- Data extracted from a collection -
BEGIN

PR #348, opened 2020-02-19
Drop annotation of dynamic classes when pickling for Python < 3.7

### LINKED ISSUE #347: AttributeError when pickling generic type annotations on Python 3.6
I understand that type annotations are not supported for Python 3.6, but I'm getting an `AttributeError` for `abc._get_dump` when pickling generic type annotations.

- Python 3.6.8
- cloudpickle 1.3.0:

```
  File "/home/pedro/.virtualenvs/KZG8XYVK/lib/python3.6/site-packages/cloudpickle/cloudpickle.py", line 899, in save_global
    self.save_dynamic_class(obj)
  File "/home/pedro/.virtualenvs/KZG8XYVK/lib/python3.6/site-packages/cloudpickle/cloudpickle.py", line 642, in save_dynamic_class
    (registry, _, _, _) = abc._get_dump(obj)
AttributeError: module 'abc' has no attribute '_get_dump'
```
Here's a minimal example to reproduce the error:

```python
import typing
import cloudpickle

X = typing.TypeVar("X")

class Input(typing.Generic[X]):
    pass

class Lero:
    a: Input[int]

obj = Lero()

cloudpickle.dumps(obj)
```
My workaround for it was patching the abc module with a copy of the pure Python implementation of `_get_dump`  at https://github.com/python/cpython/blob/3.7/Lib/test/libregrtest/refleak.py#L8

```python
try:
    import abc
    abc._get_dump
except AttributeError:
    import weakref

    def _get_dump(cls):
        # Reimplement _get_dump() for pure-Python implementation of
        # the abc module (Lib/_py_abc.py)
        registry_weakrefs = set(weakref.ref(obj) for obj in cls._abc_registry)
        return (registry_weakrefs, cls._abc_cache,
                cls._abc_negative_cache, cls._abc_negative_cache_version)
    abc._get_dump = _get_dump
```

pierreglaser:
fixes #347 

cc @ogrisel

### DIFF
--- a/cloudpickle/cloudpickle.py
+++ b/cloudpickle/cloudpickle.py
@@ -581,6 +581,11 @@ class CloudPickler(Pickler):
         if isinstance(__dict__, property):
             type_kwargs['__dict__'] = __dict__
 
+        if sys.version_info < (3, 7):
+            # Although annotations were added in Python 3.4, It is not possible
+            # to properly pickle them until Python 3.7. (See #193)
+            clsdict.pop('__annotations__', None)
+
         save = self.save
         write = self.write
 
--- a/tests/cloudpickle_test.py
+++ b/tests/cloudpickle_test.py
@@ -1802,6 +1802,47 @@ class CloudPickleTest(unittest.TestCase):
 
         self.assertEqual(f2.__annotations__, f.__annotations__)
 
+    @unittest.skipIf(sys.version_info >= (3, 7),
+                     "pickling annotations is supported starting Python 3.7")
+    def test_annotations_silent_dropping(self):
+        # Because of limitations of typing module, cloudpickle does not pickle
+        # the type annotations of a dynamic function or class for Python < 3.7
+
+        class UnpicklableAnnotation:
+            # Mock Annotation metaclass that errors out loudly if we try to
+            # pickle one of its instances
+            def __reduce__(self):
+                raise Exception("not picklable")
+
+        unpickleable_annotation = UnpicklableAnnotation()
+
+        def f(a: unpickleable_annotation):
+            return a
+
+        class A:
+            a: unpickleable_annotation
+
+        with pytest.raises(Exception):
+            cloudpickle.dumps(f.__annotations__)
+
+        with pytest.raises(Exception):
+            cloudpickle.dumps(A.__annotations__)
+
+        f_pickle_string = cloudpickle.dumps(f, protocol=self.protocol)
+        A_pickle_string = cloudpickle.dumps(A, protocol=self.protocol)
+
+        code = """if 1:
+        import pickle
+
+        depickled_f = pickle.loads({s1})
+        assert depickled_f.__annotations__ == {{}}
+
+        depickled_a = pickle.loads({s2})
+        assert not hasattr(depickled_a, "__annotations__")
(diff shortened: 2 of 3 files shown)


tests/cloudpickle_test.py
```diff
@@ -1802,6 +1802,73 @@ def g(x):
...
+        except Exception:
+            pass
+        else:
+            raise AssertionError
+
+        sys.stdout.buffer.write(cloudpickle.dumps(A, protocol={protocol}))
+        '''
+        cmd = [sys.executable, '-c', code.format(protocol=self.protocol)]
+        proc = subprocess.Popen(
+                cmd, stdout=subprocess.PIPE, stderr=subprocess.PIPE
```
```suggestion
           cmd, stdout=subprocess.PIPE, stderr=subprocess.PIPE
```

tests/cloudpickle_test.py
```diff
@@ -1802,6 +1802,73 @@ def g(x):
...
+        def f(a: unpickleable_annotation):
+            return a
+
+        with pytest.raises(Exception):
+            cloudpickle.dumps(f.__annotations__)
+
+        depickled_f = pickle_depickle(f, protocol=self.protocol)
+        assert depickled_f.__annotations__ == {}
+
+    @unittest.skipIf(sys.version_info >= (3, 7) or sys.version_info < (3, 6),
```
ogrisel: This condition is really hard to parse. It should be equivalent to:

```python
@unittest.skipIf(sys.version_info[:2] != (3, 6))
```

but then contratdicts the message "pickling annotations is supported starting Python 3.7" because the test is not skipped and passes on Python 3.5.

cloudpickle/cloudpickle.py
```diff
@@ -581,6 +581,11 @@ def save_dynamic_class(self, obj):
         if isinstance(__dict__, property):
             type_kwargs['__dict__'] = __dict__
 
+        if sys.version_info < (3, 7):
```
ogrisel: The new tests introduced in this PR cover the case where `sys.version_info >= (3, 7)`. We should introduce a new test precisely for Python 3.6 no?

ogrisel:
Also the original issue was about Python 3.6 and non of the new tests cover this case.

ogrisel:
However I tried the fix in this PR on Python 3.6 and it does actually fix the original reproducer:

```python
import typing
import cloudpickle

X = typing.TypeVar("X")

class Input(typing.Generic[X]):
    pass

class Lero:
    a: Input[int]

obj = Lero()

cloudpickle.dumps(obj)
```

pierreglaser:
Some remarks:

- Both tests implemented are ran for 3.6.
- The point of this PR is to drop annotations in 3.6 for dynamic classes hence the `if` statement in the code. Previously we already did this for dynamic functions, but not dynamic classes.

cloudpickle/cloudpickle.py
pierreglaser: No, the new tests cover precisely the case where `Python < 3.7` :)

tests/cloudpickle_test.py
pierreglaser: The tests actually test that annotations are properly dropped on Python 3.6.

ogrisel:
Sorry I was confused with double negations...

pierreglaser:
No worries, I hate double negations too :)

END
BEGIN

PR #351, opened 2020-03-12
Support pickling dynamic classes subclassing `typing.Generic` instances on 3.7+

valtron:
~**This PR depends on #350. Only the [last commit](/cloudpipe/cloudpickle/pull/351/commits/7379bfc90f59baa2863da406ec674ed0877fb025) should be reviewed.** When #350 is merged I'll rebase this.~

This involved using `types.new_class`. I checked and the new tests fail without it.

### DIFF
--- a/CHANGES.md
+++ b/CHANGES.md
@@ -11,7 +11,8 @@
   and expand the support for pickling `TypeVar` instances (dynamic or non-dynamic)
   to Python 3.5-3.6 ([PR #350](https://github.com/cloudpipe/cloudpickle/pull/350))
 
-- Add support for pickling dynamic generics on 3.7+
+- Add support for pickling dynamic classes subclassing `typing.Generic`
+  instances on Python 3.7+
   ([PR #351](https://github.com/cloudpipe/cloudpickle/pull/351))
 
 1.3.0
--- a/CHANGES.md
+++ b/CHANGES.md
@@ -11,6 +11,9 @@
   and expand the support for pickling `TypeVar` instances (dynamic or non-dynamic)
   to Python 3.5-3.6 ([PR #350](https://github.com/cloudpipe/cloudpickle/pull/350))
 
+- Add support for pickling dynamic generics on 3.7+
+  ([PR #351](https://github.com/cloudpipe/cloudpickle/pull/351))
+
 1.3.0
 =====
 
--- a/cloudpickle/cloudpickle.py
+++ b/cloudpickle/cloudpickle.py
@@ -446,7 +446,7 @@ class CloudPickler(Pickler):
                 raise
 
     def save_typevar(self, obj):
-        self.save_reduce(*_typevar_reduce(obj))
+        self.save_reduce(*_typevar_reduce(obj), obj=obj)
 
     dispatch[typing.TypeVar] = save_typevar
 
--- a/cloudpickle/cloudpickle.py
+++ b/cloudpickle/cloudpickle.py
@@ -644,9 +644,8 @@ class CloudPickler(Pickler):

END

- YOUR INSTRUCTIONS -
Your answer should consist of every line from the entries that holds "https".

- WRITTEN ANSWER -
My workaround for it was patching the abc module with a copy of the pure Python implementation of `_get_dump`  at https://github.com/python/cpython/blob/3.7/Lib/test/libregrtest/refleak.py#L8
   to Python 3.5-3.6 ([PR #350](https://github.com/cloudpipe/cloudpickle/pull/350))
   ([PR #351](https://github.com/cloudpipe/cloudpickle/pull/351))
   to Python 3.5-3.6 ([PR #350](https://github.com/cloudpipe/cloudpickle/pull/350))
+  ([PR #351](https://github.com/cloudpipe/cloudpickle/pull/351))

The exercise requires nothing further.